My dealer was great. He gave me a production slot immediately, he gave me a great price on a 2004 330ci when nobody else would (in my area), he never gave me an attitude when I would call and check status on my car and he explained the car in and out. Plus I got free mats, wheel locks, and a $25 gift certificate. I took delivery of the car on Wednesday and received the call yesterday. I gave them 5's all the way! :thumbup:


----------



## Llarry (May 17, 2002)

Sort of ancient history, but when I first took a test drive before buying my first BMW in 1994, the salesman had me pull it out of the parking space because he could not drive a stick.....:yikes: 

I did buy a '94 325is from him, but have no memory of rating him. For many reasons, though, he was about a 3.


----------



## Mdk330i (Feb 24, 2002)

I gave my sales guy some 4's and 5's. If I knew it was an all or none type of survey, I would have given him a 5. I think I was being a little too critical when I was rating him over the phone. He did do a lot to get me the car I wanted. Oh, well. I hope he doesn't remember if I order another car from him. Most likely, I'll get my next car from Cutter. Too bad Cutter doesn't sell Minis b/c the gf is looking to get one.


----------



## michelito (Feb 6, 2003)

My salesman gave ma a $5000 better deal than my previous dealership, threw in mats, 50litres of gas, chrome exhaust, and a storage bin to replace the cupholders at his cost (bought it for me). There was one adapter missing for the wheel locks and he immediately ordered another one. 
The car was absolutely spotless at delivery.
When they call me (if they do) he'll get all 10s (in Canada it's 1 to 10).


----------



## Masskrug (Feb 11, 2003)

michelito said:


> *When they call me (if they do) he'll get all 10s (in Canada it's 1 to 10). *


Sheesh! Everything is more in Canada!


----------



## Motown328 (Jun 4, 2003)

> Jon went above and beyond the call of duty and did things like drive almost 150 miles round trip just so I could have my first car 1 day earlier and leave me with his personal car for the day while the CPO inspection was done. Let me test drive alone pretty much any car on the lot when I have asked, threw in free goodies (like F1 hats, BMW hats, floor mats, key chains), gone to bat for me with BMWNA when I was having repeated fan failures on our new 325 and allow me to use his office for a drop off/pick up point on occasion.


This guy's my hero!!! What a man!!!!!!!:thumbup: :thumbup: :thumbup: :rofl:


----------



## Motown328 (Jun 4, 2003)

> my salesperson got me a SA built car when I specificly asked for a German built car.


That's an instant ONE on the survey. How could he screw this up? It's like asking for Pepsi and you get a Diet Pepsi instead. BZZZZZ! Fail!!!:thumbdwn: I wouldn't have bought it from him.


----------



## SARAFIL (Feb 19, 2003)

Motown328 said:


> *That's an instant ONE on the survey. How could he screw this up? It's like asking for Pepsi and you get a Diet Pepsi instead. BZZZZZ! Fail!!!:thumbdwn: I wouldn't have bought it from him. *


:dunno:


----------



## Motown328 (Jun 4, 2003)

Sarafil,

Obviously you might not realize the importance of where an auto is built in correlation to its quality.
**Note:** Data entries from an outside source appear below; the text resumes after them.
PR #3656, opened 2025-01-16
Reintroduce the deprecated `info.getTxFee` API

StephenButtolph:
## Why this should be merged

This API can't be removed without a deprecation window. It'll likely be removed in a few releases.

## How this works

Reintroduces `info.getTxFee` in a minimally invasive way and marks it as deprecated.

## How this was tested

Manually.

Done.

### DIFF
--- a/api/info/service.go
+++ b/api/info/service.go
@@ -24,6 +24,7 @@ import (
 	"github.com/ava-labs/avalanchego/utils/json"
 	"github.com/ava-labs/avalanchego/utils/logging"
 	"github.com/ava-labs/avalanchego/utils/set"
+	"github.com/ava-labs/avalanchego/utils/units"
 	"github.com/ava-labs/avalanchego/version"
 	"github.com/ava-labs/avalanchego/vms"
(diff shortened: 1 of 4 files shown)


samliok (approved):

api/info/service.go
```diff
@@ -53,6 +84,9 @@ type Parameters struct {
 	NetworkID uint32
 	VMManager vms.Manager
 	Upgrades  upgrade.Config
+
```
meaghanfitzgerald, line 87:
```suggestion
```

node/node.go
```diff
@@ -1409,6 +1409,9 @@ func (n *Node) initInfoAPI() error {
 			NetworkID: n.Config.NetworkID,
 			VMManager: n.VMManager,
 			Upgrades:  n.Config.UpgradeConfig,
+
```
meaghanfitzgerald, line 1412:
```suggestion
```

meaghanfitzgerald (approved):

If you want a Civic and I told you this one I want to sell you was built in Bangledesh, not Japan, are you buying?


----------



## alee (Dec 19, 2001)

SA built BMWs have a lower rate of defects vs. German built BMWs.


----------



## Motown328 (Jun 4, 2003)

> SA built BMWs have a lower rate of defects vs. German built BMWs.


Where does this info. come from?

Besides, that's off the point. If I tell my salesman, I want a German-built vehicle, why on earth would he try to sell me something else? That's not what I want!!!


----------



## alee (Dec 19, 2001)

Motown328 said:


> *Where does this info. come from?*


JD Power: http://www.bmw.co.za/Info/News/archive/ehighestquality.html
Edit: Another link: http://www.suntimes.co.za/2002/07/28/business/surveys/survey03.asp

Rossyln SA cars have 85 defects per 100 cars. Munich came in 2nd at 87 defects per 100 cars.
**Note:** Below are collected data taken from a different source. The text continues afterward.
PR #3658, opened 2025-01-17
optimize historical range

rrazvan1:
## Why this should be merged
Direct optimization:
- how combined changes are computed between 2 roots
- getting changes to a specific root
- changes iterator using `startKey` and/or `prefix`

Indirect optimization
- change proofs
- range proofs
- view changes iterator

Fixes:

> *Besides, that's off the point. If I tell my salesman, I want a German-built vehicle, why on earth would he try to sell me something else? That's not what I want!!! *


I don't believe dealers have the choice of specifying location of build. And some builds are impossible... like you'll never get a German built X5 or Z4. Or a SA built 330Ci coupe. A good number of 325i sedans are produced in SA.


----------



## Motown328 (Jun 4, 2003)

Thanks for the info. alee!!! 

I really don't put too much faith in the J.D. initial quality surveys though. They are always all 5 stars. I like the long-term estimates better.
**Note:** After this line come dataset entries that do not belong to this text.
PR #3660, opened 2025-01-19
[docker] Enable image builds from git worktrees

marun:
## Why this should be merged

This change enables docker image builds from [git worktrees](https://git-scm.com/docs/git-worktree). This required discoverying the git commit used to configure the avalanchego build script in advance of image build and providing it as an argument to image build.

Previously, it was impossible to build docker images from a git worktree:

 - the avalanchego build script needed to discover the git commit to configure the binary with for traceability
 - the build script assumed a .git directory to discover the git commit
 - the dockerfile copied the working tree into the image prior to running the avalanchego build script
 - if the working tree was for a git worktree, the resulting copy wouldn't have a .git directory to discovery the git commit from
   - instead of a regular .git directory, a non-primary worktree has a .git file referencing a path in the primary worktree's .git directory.

## How this was tested

CI

N/A

### DIFF
--- a/scripts/lib_build_antithesis_images.sh
+++ b/scripts/lib_build_antithesis_images.sh
@@ -66,7 +66,7 @@ function build_antithesis_images {
  --build-arg GO_VERSION=${go_version}\
  --build-arg BUILDER_IMAGE_TAG=${image_tag}\
  --build-arg BUILDER_WORKDIR=${builder_workdir}"
-  if [[ -n "${avalanchego_commit:-}" ]]; then
+  if [[ -n "${avalanchego_commit}" ]]; then
     docker_cmd="${docker_cmd} --build-arg AVALANCHEGO_COMMIT=${avalanchego_commit}"
   fi
 


scripts/git_commit.sh
michaelkaplan13, line 1: [No action] It was a little surprising to me that the script was not executable, but I guess this is not a new pattern introduced here (as opposed to echo'ing the variables and letting the caller export/source them)

scripts/lib_build_antithesis_images.sh
```diff
@@ -65,6 +66,9 @@ function build_antithesis_images {
  --build-arg GO_VERSION=${go_version}\
  --build-arg BUILDER_IMAGE_TAG=${image_tag}\
  --build-arg BUILDER_WORKDIR=${builder_workdir}"
+  if [[ -n "${avalanchego_commit:-}" ]]; then
```
michaelkaplan13, line 69: Relative bash novice here, and feel free to ignore either way, but is the :- necessary given that we already have `local avalanchego_commit=${10:-}` above?

michaelkaplan13 (approved):
TIL what git worktrees are. Confirmed the image builds work from a linked worktree on this branch (and saw the error when trying to build it from a worktree on `master`).

StephenButtolph (approved):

Yeah, X5 and Z4 = U.S. cars. Any connection to why their reliability is in the tanker?! :thumbdwn:


----------



## SARAFIL (Feb 19, 2003)

Motown328 said:


> *Sarafil,
> 
> Obviously you might not realize the importance of where an auto is built in correlation to its quality.
> *


I worked in a BMW service department for nearly 2 years... don't tell me that I don't know about quality. I can tell you with absolute certainty that the SA build cars I saw were in all cases much more reliable. They did not suffer from all the little quirks and problems that normally affect German-build BMWs.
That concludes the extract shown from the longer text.